The companies that showed up recently cannot be easily pigeonholed in a Morningstar style box. "You get all kinds of different things that are out of favor for different reasons," explains Greenblatt. In mid January, if you restricted your choices to bigger companies, you'd have seen the likes of Coach, Harley-Davidson, and publishers McGraw-Hill and Meredith. Open it up to all companies, and microcap stocks, such as Asure Software and mechanical contractor KSW, joined the mix.
Had you followed Greenblatt's instructions religiously between 1988 and 2004 by investing in the 30 highest-ranked stocks among all 3,500, you'd have earned an annualized 31%, or two and a half times what Standard & Poor's 500-stock index returned. Had you confined your investments to the 1,000 largest companies, you'd have earned 23% annualized, twice the index's gain.
Occasional glitches. Astounding, you say? We think so. But Greenblatt, who as a professional investor knows a few things about investor psychology, foresaw a problem for buyers of his book who attempt to follow the Magic Formula plan: It doesn't work all the time. On average, it works seven months out of every 12, and three out of every four calendar years. When Magic Formula investors hit rough spots, what do you think most will do?
Greenblatt replies: "They'll say, 'Why am I following that stupid computer?' That's just human nature." For people who stick with the program for years, that's a good thing. If every investor jumped on the Magic Formula bandwagon, says Greenblatt, it would probably stop working because bargains would quickly disappear. But, he says, most people lose patience. They abandon the Magic Formula and go on to some other strategy or fad, leaving the bargains in place for those who persevere.
This already appears to be happening. The second half of 2007 was rough for newly bought Magic Formula stocks, say members of Yahoo's Magic Formula message board. Some reported double-digit losses. Particularly hard hit were the smaller companies on the list. There's no way of knowing how many people gave up trusting "that stupid computer," but there is abundant evidence that dissatisfied Magic Formula followers are trying to improve on the formula.

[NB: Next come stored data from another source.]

Issue #705, opened 2021-01-15
Schemas starting with numbers


cw-dvr8:
Regarding the action item that I had from Monday's meeting for the terms "260/230" and "260/280":

I created a test schema with the name "cmolitor.test-annotations.260arrayBatch".  I compiled it using ajv compile -s and was told that the schema was valid, so it appears that the JSON schema spec accepts numbers in the schema ID.  However, when I tried to register it in Synapse, I got the following:

Invalid '$id' : 'cmolitor.test-annotations.260arrayBatch'
Encountered " <positive_digit> "2 "" at line 1, column 27.
Was expecting:
    \<letter\> ...

So this restriction is with Synapse and not JSON schema.  The options that I see are:

1. We ask John to make a change to allow schemas to start with numbers.
2. We create an alternate name for these two keys.

Note that "/" and "-" are not valid in schema IDs so we would have to modify the names of the keys anyway.

Thoughts?

Aryllen:
I'm trying to think of other cases in which we may run into this issue, but can't honestly think of any. This might simply be a weird edge case. Maybe we should just name these differently (which we have to do anyway since we can't have / or -). Hmm...ratio260over230? ratio260to230?

cw-dvr8:
The work around for the keys that were causing the issues were added to the qc modules as "ratio260over230" and "ratio260over280".  Closing this issue for now since no other keys currently start with non-alphabetic characters.

PR #712, opened 2021-01-26
QC ratios

cw-dvr8:
Originally were "260/230" and "260/280", but special characters are not allowed in schema IDs and Synapse doesn't allow schemas to start with a non-alphabetic character.  See GH Issue https://github.com/Sage-Bionetworks/synapseAnnotations/issues/705 .


Aryllen:
As you know, I am good with this. Not 'approving' since you wanted feedback from more than just us.

kelshmo (approved):
verbose work around!

PR #722, opened 2021-01-29
Add postmortem to clinical

cw-dvr8:


cw-dvr8:
I decided that this belonged in experimentalData instead of clinical because it specifically deals with tissue.  Although I suspect the possibility is pretty small, it would in theory be possible in a situation where samples were drawn at intervals (such as a clinical trial) that there could be postmortem and non-postmortem tissue samples.

Aryllen (approved):
Approving, but this is definitely another case where AD uses a similar term, isPostmortem. This is going to make tracking the dictionary terms specific to a consortium interesting...

cw-dvr8:
I didn't see "isPostmortem".  We don't need this if you've already got something, and yours sounds more descriptive anyway.  What module is it in?

Aryllen:
@cw-dvr8, I'm not sure it's more descriptive (minus the hint that it's boolean by adding 'is'). It's also not in this repo, yet, so it just comes down to opinion of which one we should have, which is subjective.

Our term: isPostMortem
definition: Was the sample was taken postmortem (true/false)?

For our term, I realized I put the capitalization wrong in the first comment. Thinking about it, this term (yours, as well) is not about the individual, but rather the sample/specimen so I would probably put this term in 'experimentalData'.

Ultimately, I think it's going to take some fancy thinking to map similar terms together (other examples like ageDeath versus ageOfDeath) so that the AD data dictionary is relevant for users. I'll give it some thought.

cw-dvr8:
I personally like yours better, so I'm going to make an executive decision and run with it.  To me the name more clearly denotes the answer we're going for, and it's not a major change that's going to throw anyone off.  You also make a good point about the module, so I'll switch that too.

Aryllen:
@cw-dvr8, alrighty. Sounds good. Still approved. Also, thank you for moving it to 'experimentalData'!

PR #723, opened 2021-01-29
Add familialRelationship

cw-dvr8:


karawoo (commented):
I like that "son" specifies that it's a human but "father" does not...

Should we consider adding other relationships besides father/son as well?

cw-dvr8:
These were the only two we required, but I can add "mother" and "daughter" as well.  I would hesitate to add any more than that until they become necessary.

karawoo:
If we do add more I think we should include gender neutral options (parent/child)

cw-dvr8:
The definitions of "child" that I found referenced a specific age group instead of a family relationship.  I added "offspring" instead.

karawoo (approved):
Thanks for the updates! Glad that github actions caught the syntax issue too.

PR #3342, opened 2026-06-23
Feature gate

travon-speller:
## Description

implements the reactors here to be able to create/edit feature gates https://github.com/SEMOSS/Semoss/pull/2659

## Changes Made

new page and route for feature gates

## How to Test

1. Route to the features tab
2. Select the app you want to feature gate and create a new flag
3. Create/Add versions and add users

Instead of investing in the 25 top-ranked stocks, Kiplinger's subscriber Marty Ams, of Westlake, Ohio, chooses his 25 at random from among the 50 top-ranked companies -- but only if he can find a recommendation for that stock from another source. On Yahoo, certified financial analyst George Peng suggested putting stop-loss orders on Magic Formula stocks to protect against declines. Fellow Yahooer David Williamson advocates doing your own research on each stock the Magic Formula spits out "to see which ones hold up." Ted Wu sells his big winners before a year is up and holds his big losers beyond a year. In early January, easily 90% of the messages on Yahoo's Magic Formula forum dealt with altering the system.

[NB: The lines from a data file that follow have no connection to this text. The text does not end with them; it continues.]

PR #3369, opened 2026-07-08
File Upload Error 1570

SunTheDev:
Description

  When a user drag-and-drops a Word document (or any file) that is currently open in another program, the upload
  silently fails with a net::ERR_FAILED network error — no feedback is shown to the user. This PR adds a clear error  toast to match the existing behavior of the file picker path, which already shows a "This file is in use" message in that scenario.
  
  Changes Made

  - packages/playground/src/stores/room/room.store.ts — In the askMessage upload catch block, detect network-level  
  upload failures (TypeError: Failed to fetch / net::ERR_FAILED) and show a toast: "This file is in use. Close the  
  file in the other program and try again." The toast is raised from the store itself so it fires regardless of     
  whether askMessage is awaited or called fire-and-forgot (as it is in the new chat flow).

  How to Test

  1. Open a .docx file in Microsoft Word (keep it open)
  2. In the chat, drag and drop that same file into the "Drop files here to attach to message" drop zone
  3. Type any message and hit Send
  4. Expected: A toast error appears saying "Uploaded file(s) currently in use by another program. Close the program and re-upload the file(s) in a new chat."
  5. Expected (before fix): The baseUpload network call fails silently with net::ERR_FAILED, no error is shown, and 
  the file is not recognized by the chat
  6. Close the file in Word, repeat steps 2–3
  7. Expected: File uploads and is recognized successfully

  Notes

  - The fix lives entirely in the store so it covers both the new chat flow (new-room-page.tsx calls askMessage     
  fire-and-forgot with no .catch()) and the existing room flow (room-content.tsx awaits it)
  - The file picker path (Windows Explorer dialog) was already blocking locked files at the OS level before the     
  browser received them — this fix brings drag-and-drop to parity with that behavior
  - Detection targets TypeError (the JS error class for network failures) and message strings Failed to fetch /     
  ERR_FAILED / NetworkError to cover Chrome, Edge, and Firefox variants


packages/playground/src/stores/room/room.store.ts
```diff
@@ -986,6 +980,21 @@ export class RoomStore {
...
 				const uploaded = response.data;
 
+				// If files were sent but the server returned nothing, the files
+				// couldn't be read — most likely locked by another program (e.g.
+				// a .docx open in Word). Surface this as an UploadError so the
+				// caller can show a "file is in use" message instead of silently
+				// proceeding with no attachment.
+				if (uploaded.length === 0) {
+					const uploadError = new Error(
+						"Uploaded file(s) currently in use by another program. Close the program and re-upload the file(s) in a new chat.",
```
kzsb03: can we move to support internationalization

packages/playground/src/stores/room/room.store.ts
```diff
@@ -1029,6 +1038,29 @@ export class RoomStore {
...
+			const errMsg = (e as Error)?.message ?? "";
+			const isNetworkOrUploadFailure =
+				errMsg.includes("Failed to fetch") ||
+				errMsg.includes("ERR_FAILED") ||
+				errMsg.includes("File is in use") ||
+				errMsg.includes("NetworkError");
+
+			if (isNetworkOrUploadFailure || e instanceof TypeError) {
+				toast.error(
+					"Uploaded file(s) currently in use by another program. Close the program and re-upload the file(s) in a new chat.",
```
kzsb03: same as above

kzsb03 (changes requested):

packages/playground/src/stores/room/room.store.ts
```diff
@@ -1033,6 +1050,27 @@ export class RoomStore {
...
+
+			// Show the "file is in use" toast here — in the store — so it fires
+			// regardless of whether askMessage was awaited or fire-and-forgot
+			// (new-room flow calls it without await and swallows the thrown error).
+			const errMsg = (e as Error)?.message ?? "";
+			const isNetworkOrUploadFailure =
+				errMsg.includes("Failed to fetch") ||
+				errMsg.includes("ERR_FAILED") ||
+				errMsg.includes("File is in use") ||
+				errMsg.includes("NetworkError");
```
tevanburen, line 1063: These won't actually catch the errors we're throwing

packages/playground/src/stores/room/room.store.ts
```diff
@@ -8,6 +9,7 @@ import {
 	uploadInsight,
 } from "@semoss/sdk/react";
 import { FlexLayout, type ThemeMap } from "@semoss/shared";
+import { toast } from "@semoss/ui/next";
```
tevanburen, line 12: i don't think we should be using i18n or toast inside the store, i'd prefer to do it in the caller instead

packages/playground/src/stores/room/room.store.ts
```diff
@@ -1033,6 +1050,27 @@ export class RoomStore {
...
+				errMsg.includes("ERR_FAILED") ||
+				errMsg.includes("File is in use") ||
+				errMsg.includes("NetworkError");
+
+			if (isNetworkOrUploadFailure || e instanceof TypeError) {
+				toast.error(getI18n().t("room:errors.fileInUse"));
+				// Tag and re-throw so awaited callers can also react if needed
+				const uploadError = new Error((e as Error).message);
+				uploadError.name = "UploadError";
+				(uploadError as Error & { fileNames: string[] }).fileNames =
```
tevanburen, line 1070: no code reads this value

ekim1707:
@tevanburen @kzsb03 i pushed some changes. could i request another review please?

kzsb03 (approved):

Uncertainty rules. Greenblatt seems resigned to the head games and second-guessing. He knew it would happen. "If you knew enough about each of the stocks that come up," he says, "you probably wouldn't buy them -- after all, they're out of favor." Adds Greenblatt: "A lot of them will lose you money. But a lot of them will make you money and, going in, you don't know which is which."
Greenblatt acknowledges, however, that if you don't like a stock on the list, some picking and choosing probably won't affect your return much over the long term. Still, all the head games over the Magic Formula leave you wondering why people just can't seem to leave well enough alone. What's so bad about investing in the top-ranked stocks, no questions asked, and getting on with your life until it's time to pick again? The answer: Nothing.